Seed the generator, start generating values and drop all values that are larger than m. In the worst case you will have to drop half of the values, in the best case you will drop none. This depends on how close to a power of 2 m is.

The generator is very short, one line of code, and very fast: one multiplication, one addition, and one bitshift. Space complexity is O(1).

If your tweets are generated out from an integer value, then you can use this value to generate them. The tweets will be unique (assuming the tweet generator will generate unique tweets from unique values), and you will have m of them.

3 comments

This is very practical, but the result is not uniform; in fact it only returns a tiny fraction of the possible combinations.

There are "N choose k" combinations, which in the worst case (k = N/2) grows as ~ 2^N. The number of combinations quickly outstrips the number of possible states of the LCG, and most combinations will never be found.

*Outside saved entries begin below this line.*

PR #1365, opened 2026-08-10
[ACTV-445] Fix Step Deck tutorial browser/sidebar startup race crashes

cjasm:
## Related issues

- [x] Closes # [ACTV-445](https://ankihub.atlassian.net/browse/ACTV-445) [ACTV-446](https://ankihub.atlassian.net/browse/ACTV-446)

## Proposed changes
Fix Step Deck tutorial browser/sidebar startup race crashes

## Further comments
https://community.ankihub.net/tag/anki-tours/10068

[ACTV-445]: https://ankihub.atlassian.net/browse/ACTV-445?atlOrigin=eyJpIjoiNWRkNTljNzYxNjVmNDY3MDlhMDU5Y2ZhYzA5YTRkZjUiLCJwIjoiZ2l0aHViLWNvbS1KU1cifQ

[ACTV-446]: https://ankihub.atlassian.net/browse/ACTV-446?atlOrigin=eyJpIjoiNWRkNTljNzYxNjVmNDY3MDlhMDU5Y2ZhYzA5YTRkZjUiLCJwIjoiZ2l0aHViLWNvbS1KU1cifQ

### DIFF
--- a/ankihub/entry_point.py
+++ b/ankihub/entry_point.py
@@ -148,6 +148,8 @@ def _on_profile_did_open() -> None:
 
 
 def _on_profile_will_close() -> None:
+    if tutorial.active_tutorial:
+        tutorial.active_tutorial.end()
     media_sync.close_for_profile()
     LOGGER.info("Profile will close, stopping background threads.")
 
--- a/ankihub/gui/tutorial.py
+++ b/ankihub/gui/tutorial.py
@@ -1191,6 +1191,7 @@ class StepDeckTutorial(DeckBrowserOverviewBackdropMixin, Tutorial):
         self._deckoptions_saved = False
         self._browser: Optional[Browser] = None
         self._browser_closed_by_us = False
+        self._pending_browser_startup_completion = False
         self._unhook_browser: Callable[[], None]
 
     @ensure_mw_state("deckBrowser")
@@ -1202,6 +1203,7 @@ class StepDeckTutorial(DeckBrowserOverviewBackdropMixin, Tutorial):
         ).run_in_background()
 
     def end(self) -> None:
+        self._pending_browser_startup_completion = False
         self._unhook_browser()
         config.set_step_deck_tutorial_pending(False)
         return super().end()
@@ -1338,12 +1340,14 @@ class StepDeckTutorial(DeckBrowserOverviewBackdropMixin, Tutorial):
 
             browser = self._get_live_browser()
             if not browser:
-                LOGGER.exception("Skipping tutorial browser startup callback as browser is unavailable")
+                self._pending_browser_startup_completion = False
+                LOGGER.debug("Skipping tutorial browser startup callback as browser is unavailable")
                 return
 
             model = browser.sidebar.model()
             if not model:
-                LOGGER.exception("Skipping tutorial browser startup callback as sidebar model is unavailable")
+                self._pending_browser_startup_completion = False
+                LOGGER.debug("Skipping tutorial browser startup callback as sidebar model is unavailable")
                 return
 
             browser.sidebar.search_for(self._anking_deck_config.name)
@@ -1353,13 +1357,15 @@ class StepDeckTutorial(DeckBrowserOverviewBackdropMixin, Tutorial):
             except RuntimeError:
                 LOGGER.exception("Step Deck sidebar item unavailable during tutorial browser startup")
                 browser.sidebar.search_for("")
+                self._pending_browser_startup_completion = False
                 return
             search = aqt.mw.col.build_search_string(step_sidebar_item.search_node)
             browser.search_for(search)
             nonlocal is_startup
-            if is_startup:
+            if is_startup or self._pending_browser_startup_completion:
                 on_done()
             is_startup = False
+            self._pending_browser_startup_completion = False
 
         # There can be multiple sidebar refresh events at browser startup,
         # so we need to ensure we only call .next() once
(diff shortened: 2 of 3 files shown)


ankihub/gui/tutorial.py
```diff
@@ -1294,7 +1354,7 @@ def _build_deck_tree(*args: Any, **kwargs: Any) -> None:
             _old: Callable[..., None] = kwargs.pop("_old")
             args, kwargs, root = extract_argument(func=_old, args=args, kwargs=kwargs, arg_name="root")
             _old(*args, **kwargs, root=root)
-            aqt.mw.taskman.run_on_main(lambda: debouncer.schedule(self._browser, root))
+            aqt.mw.taskman.run_on_main(lambda: debouncer.schedule(self._get_live_browser() or aqt.mw, root))
```
abdnh, line 1385: Minor: With aqt.mw as the parent of the QTimer, the object will never get deleted. Not an issue now, but we can explicitly clean up just in case DebouncedDelayedCall is used for more frequent operations in the future:
```diff
diff --git a/ankihub/gui/tutorial.py b/ankihub/gui/tutorial.py
index 3bb6e854..5057c948 100644
--- a/ankihub/gui/tutorial.py
+++ b/ankihub/gui/tutorial.py
@@ -27,6 +27,7 @@ from aqt.qt import (
     QObject,
     QPoint,
     Qt,
+    QTimer,
     QToolButton,
     QVBoxLayout,
     QWidget,
@@ -171,6 +172,7 @@ class DebouncedDelayedCall:
         self._delay_ms = delay_ms
         self._pending_calls: List[Tuple[int, Tuple[Any], Dict[str, Any]]] = []
         self._next_sequence = 0
+        self._timer: Optional[QTimer] = None
 
     def schedule(self, parent: QObject, *args: Any, **kwargs: Any) -> None:
         self._next_sequence += 1
@@ -183,8 +185,11 @@ class DebouncedDelayedCall:
                 return
             self._pending_calls.remove((my_seq, args, kwargs))
             self._callback(*args, **kwargs)
+            if self._timer and not sip.isdeleted(self._timer):
+                self._timer.deleteLater()
+                self._timer = None
 
-        aqt.mw.progress.timer(self._delay_ms, run, repeat=False, parent=parent)
+        self._timer = aqt.mw.progress.timer(self._delay_ms, run, repeat=False, parent=parent)
 
```

ankihub/gui/tutorial.py
```diff
@@ -1276,11 +1319,28 @@ def hook_browser_startup(self, on_done: Callable[[], None]) -> Callable[[], None
...
+                LOGGER.debug("Skipping tutorial browser startup callback as sidebar model is unavailable")
+                return
+
+            browser.sidebar.search_for(self._anking_deck_config.name)
+            self._clear_sidebar_highlight(model.root)
+            try:
+                step_sidebar_item = self._find_step_deck_sidebar_item(root)
+            except RuntimeError:
+                LOGGER.debug("Skipping tutorial browser startup callback as Step Deck sidebar item is unavailable")
+                return
```
abdnh: An error here will leave the sidebar in a weird state where it's showing nothing with no search text. Can be fixed by adding `browser.sidebar.search_for("")` before returning.

abdnh (commented):
I'm concerned hiding errors will make it harder to debug similar issues in the future (especially since the cause is uncertain). If the tour breaks in a future Anki update or for any other reason, we'll only have an idea what's happening if users report that the tour disappears when the browser is open - we're less likely to get reports if there's no hard errors, which is why I originally made it explicitly raise an exception here.

While investigating what's causing this, I found that it also can be triggered by switching the Anki profile while the tour is open. The add-on does not handle this case, so the tour actually continues to show in the other profile and the error is triggered in the browser if the Step deck is not installed there. We should terminate the active tour in `_on_profile_will_close`.

ankihub/gui/tutorial.py
```diff
@@ -1276,15 +1335,37 @@ def hook_browser_startup(self, on_done: Callable[[], None]) -> Callable[[], None
...
+                self._pending_browser_startup_completion = False
+                LOGGER.debug("Skipping tutorial browser startup callback as sidebar model is unavailable")
+                return
+
+            browser.sidebar.search_for(self._anking_deck_config.name)
+            self._clear_sidebar_highlight(model.root)
+            try:
+                step_sidebar_item = self._find_step_deck_sidebar_item(root)
+            except RuntimeError:
+                LOGGER.exception("Step Deck sidebar item unavailable during tutorial browser startup")
```
abdnh, line 1364: The sidebar gets stuck in an infinite refresh loop if we don't call .end() here or `raise` the exception.

ankihub/entry_point.py
```diff
@@ -148,6 +148,8 @@ def _on_profile_did_open() -> None:
 
 
 def _on_profile_will_close() -> None:
+    if tutorial.active_tutorial:
+        tutorial.active_tutorial.end()
```
abdnh, line 152: This is not a new issue, but I noticed closing Anki while the tour is open no longer triggers it again on next startup. Is this intended?

ankihub/gui/tutorial.py
cjasm: solved on [f0e6add](https://github.com/AnkiHubSoftware/ankihub_addon/pull/1365/commits/f0e6addee07534d468ae10074e8b28e57e7ddcba)

ankihub/entry_point.py
cjasm: No, this is not intenteded, but it will be solved in another ticket

abdnh (approved):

For example, we have a list of length 16 and wish to choose 8. We have a choice of 16 distinct seeds, so there are only 16 different combinations (out of 12870 possible) that we can get for any given LCG.

By randomly adding skips, can definitely get to all possible combinations even with only 16 seeds (since skips can be seeded from a much larger space), although there could be a speed implication.
Good point. You would get different sequences by choosing different constants for the generator though, but you couldn't cover all of them by a longshot.
This works, and is so much simpler.

It's not quite the same problem though; the algorithm described returns samples in sequential order. They mention performance reasons for this (C-f "tape sampling"). It also has the limitation that you need to know the sample size in advance.

MLCG is sequential. No value will be repeated within the period.
"sequential" in the sense that if returned values are i1, i2, ..., in, then 0 <= i1 < i2 < ... < in <= N.

A MLCG will return numbers all over the place; sorting them will take an additional O(n log n) time.

I see.
He means: outputs are sorted.
The generator is also highly predictable and suffers from defects that may affect the overall analysis.
This only matters in calculations where randomness is important, i.e. Monte Carlo method.

Nevertheless, if you don't use the least significant bits, and if the constants are carefully chosen, MLCG passes most of the hardest statistical tests. For example it passes all DIEHARD tests, and most of TESTU01.

In addition, the described algorithm "is on-line - that is, it requires no preprocessing and can generate each element of the sample in constant expected time." (Quoting from the original paper.) It needs only an upper bound on the number items, while your suggestion requires knowing the number beforehand.

You also need an MLCG over the range 0..2^64-1 to match the given algorithm. I believe that requires some extra code to handle potential overflow in a MLCG, so adds a few more lines to your estimate.